Dataset entries
PR #8178, opened 2025-08-31
power: hierarchical .odb testing

oharboe:
mock-array/Element now has submodules, which is useful for power testing.

More testing to come, as hierarhical .odb gets better, this is just the prerequisites on top of which I can add more tests.

The design is bigger because more kept modules means less efficient synthesis.

### DIFF
--- a/test/orfs/mock-array/BUILD
+++ b/test/orfs/mock-array/BUILD
@@ -19,17 +19,11 @@ POWER_STAGE_STEM = {
 MOCK_ARRAY_TABLE = [
     8,
     8,
-    20,
-    20,
-    20,
-    22,
+    30,
+    30,
+    30,
+    32,
 ]
-
-# Element'd data width
-MOCK_ARRAY_DATAWIDTH = 64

- Exercise prompt -
Above are some records. Count the lines among them with the word "which", and answer with the number only.

- Task answer -
2